With these types of intelligence, gathered from a broad set of external data sources, security decision makers gain a holistic view of the cyber risk landscape and the greatest risks to their enterprise.
Here are four key areas where threat intelligence helps security leaders make decisions:
• Mitigation — Threat intelligence helps security leaders prioritize the vulnerabilities and weaknesses that threat actors are most likely to target, giving context on the TTPs those threat actors use, and therefore the weaknesses they tend to exploit.
• Communication — CISOs are often challenged by the need to describe threats and justify countermeasures in terms that will motivate non-technical business leaders, such as cost, impact on customers, new technologies. Threat intelligence provides powerful ammunition for these discussions, such as the impact of similar attacks on companies of the same size in other industries or trends and intelligence from the dark web indicating that the enterprise is likely to be targeted.

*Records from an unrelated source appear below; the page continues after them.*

PR #65, opened 2018-03-08
Local Flow

silvexis:
Flow Logs for local reactor vpc's


reactor/cz_nef.py
```diff
@@ -79,37 +78,41 @@ def normalize_vpc_flow_log_event(environment_id, event_id, flowlog_event):
...
+    new_event['event_region'] = eni_details['cloud_region']
     new_event['event_version'] = flowlog_event['version']
 
     data = {"protocol": flowlog_event['protocol'],
             "packets": flowlog_event['packets'],
             "bytes": flowlog_event['bytes'],
             "action": flowlog_event['action'],
             "log-status": flowlog_event['log_status']}
-    new_event['event_data'] = json.dumps(data)
+    new_event['event_data'] = data
```
tiyberius: Ha, I believe I was there for this change

reactor/cz_nef.py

• Supporting leaders — Threat intelligence can provide security leaders with a real-time picture of the latest threats, trends, and events, helping security leaders respond to a threat or communicate the potential impact of a new threat type to business leaders and board members in a timely and efficient manner.
• The security skills gap — CISOs must make sure the IT organization has the human resources to carry out its mission. But cybersecurity’s skills shortage means existing security staff frequently cope with unmanageable workloads. Threat intelligence automates some of the most labor-intensive tasks, rapidly collecting data and correlating context from multiple intelligence sources, prioritizing risks, and reducing unnecessary alerts. Powerful threat intelligence also helps junior personnel quickly “upskill” and perform above their experience level.
Reducing Third-Party Risk
Countless organizations are transforming the way they do business through digital processes. They’re moving data from internal networks to the cloud, and gathering more information than ever before.
Making data easier to collect, store, and analyze is certainly changing many industries for the better, but this free flow of information comes with a price. It means that to assess the risk of our own organization, we also have to consider the security of our partners, vendors, and other third parties.
Unfortunately, many of the most common third-party risk management practices employed today are lagging behind security requirements. Static assessments of risk, like financial audits and security certificate verifications, are still important, but they often lack context and aren’t always timely. There’s a need for a solution that offers real-time context on the actual threat landscape.
Threat intelligence is one way to do just that. It can provide transparency into the threat environments of the third parties you work with, providing real-time alerts on threats and changes to their risks and giving you the context you need to evaluate your relationships.